Peace was declared in Sudan, but war rages virtually unnoticed
Just a few months ago the world was in the midst of the Kony craze – the campaign launched on social media and Youtube to draw attention to the alleged atrocities committed by Ugandan dictator Joseph Kony. A sequel is about to be released, and more press coverage is surely on the way.
The international community, however, haslargely overlooked a war in the southern province of Sudan, a nation familiar with war crimes and brutality. The conflict in the province of South Kordofan, which nearly twice as large as Austria, began in June of 2011 shortly after elections for governor.
“The governor appointed by the national government in Khartoum, Ahmed Haroun, supposedly won. Haroun is wanted by the International Criminal Court for suspected war crimes.
But no one believed Haroun’s victory, and there was talk of massive electoral fraud. The indisputable leader of the Nuba region is Abdul Aziz, an experienced rebel who fought with the SPLA-North, the Nuba branch of the Sudan People’s Liberation Army (SPLA), in the civil war against the North.

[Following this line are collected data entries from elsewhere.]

PR #960, opened 2025-09-16
Feat/improved scaling

selul:
https://github.com/Codeinwp/optimole-service/issues/1524

### DIFF
--- a/inc/compatibilities/kinsta.php
+++ b/inc/compatibilities/kinsta.php
@@ -1,0 +1,54 @@
+<?php
+
+/**
+ * Class Optml_kinsta.
+ *
+ * @reason Clear cache on kinsta.
+ */
+class Optml_kinsta extends Optml_compatibility {
+
+
+	/**
+	 * Should we load the integration logic.
+	 *
+	 * @return bool Should we load.
+	 */
+	public function should_load() {
+
+		return class_exists( '\CDN_Clear_Cache_Api' );
+	}
+
+	/**
+	 * Register integration details.
+	 *
+	 * @return void
+	 */
+	public function register() {
+		add_action( 'optml_clear_cache', [ $this, 'add_clear_cache_action' ], 10, 1 );
+	}
+
+
+	/**
+	 * Should we early load the compatibility?
+	 *
+	 * @return bool Whether to load the compatibility or not.
+	 */
+	public function should_load_early() {
+		return true;
+	}
+	/**
+	 * Clear cache on kinsta.
+	 *
+	 * @param string|bool $location The location to clear the cache for. If true, clear the cache globally. If a string, clear the cache for a particular url.
+	 * @return void
+	 */
+	public function add_clear_cache_action( $location ) {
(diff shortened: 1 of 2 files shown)


ineagu:
1. I couldn't get the caching clearance to work as expected on wpshout @selul . I am not sure is because of Kinsta cache, this works if I clear wp-rocket cache, which I think trigger Kinsta clearing as well. 

2. The solution that we are using to fix the sizes for the images that were previously lazy-loaded doesn't seem to work and I am not sure if we can find a solution : 

This image is originally loaded like this on desktop : Fastest WordPress Hosting With No Caching

After profiling, is being loaded like this : Fastest WordPress Hosting With No Caching   


It got the width height from the mobile profiling : Fastest WordPress Hosting With No Caching.

ineagu:
> @ineagu please share the page.

https://wpshout.com

ineagu:
Another test I did : 

https://testing-scaling.vertisite.cloud/elementor-101/

- we correctly identify LCP on both mobile/desktop ( it is a bg image ),  same as reported by Google pagespeed
Screenshot 2025-10-08 at 10 38 35
Screenshot 2025-10-08 at 10 38 11


However we are lazy loading that part after the profiler runs. 

At the same time I saw in this case and others that it appears that CORE functionality for LCP run along ours, and in this case they set the wrong LCP, is not a big deal, but I was wondering  if this might be the reason we don't properly set the bg image we identified as LCP (preload + fetch priority high ) 

2. the detection script detect 09439917-listing-lg.png image as loading with the correct size with if in the network tab we see the wrong size was requested. I think it's happening because the srcset is correct, but still the image is not loading correctly.
Screenshot 2025-10-08 at 10 46 34

selul:
@ineagu fixed the wpshouts things, fyi on the caching issue kinsta did had compatibility with wprocket on clear cache so they work in sync but only global and not per url as we need for profiler. 

will look into the. lcp ones.

ineagu:
> @ineagu fixed the wpshouts things, fyi on the caching issue kinsta did had compatibility with wprocket on clear cache so they work in sync but only global and not per url as we need for profiler, so I had to add dedicated compatibility with per url.
> 
> will look into the. lcp ones.

great, we don't need to cover more now. 

Found another use-case with our dear theme: 

https://lighter-puma-019eef.vertisite.cloud/

The LCP image is a background image in css, which Optimole is not replacing. However our profiler is correcly identifying it as LCP, shouldn't we be able to preload it in this case, even if is not a optimole url? Thoughts?

Not sure if replacing is also fixable, this is set using otter section as a background image, would be helpful if Otter is compatible with Optimole.

selul:
> However our profiler is correcly identifying it as LCP, shouldn't we be able to preload it in this case, even if is not a optimole url

No, it only considers Optimole URLs. Adding it will open up different risks and complexities which we need to account.

selul:
@ineagu from my testing is not the same, I was able to view this correctly on your page, the bg image is preloaded.

selul:
> With both enabled correct?

yes

PR #978, opened 2025-10-01
Improve quality setting handling in Compression settings 

ineagu:
Refactored the Compression.js component to better handle toggling between auto and manual quality settings while fixing https://github.com/Codeinwp/optimole-service/issues/1516#issuecomment-3355204589. Updated the minimum allowed quality value in settings.php from 1 to 50 to stay consistent with the front-end.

When Aziz’s people refused after the contested election to lay down their weapons and integrate themselves into Khartoum’s army, President Omar al-Bashir banned aid organizations from the region and sent in tanks and planes instead,” writes Horand Knaup in Der Spiegel.
While the US just approved $26 million in emergency aid to cope with approximately 140,000 refugees fleeing the region, entreaties to allow aid organizations into the area have been ignored by the Sudanese government.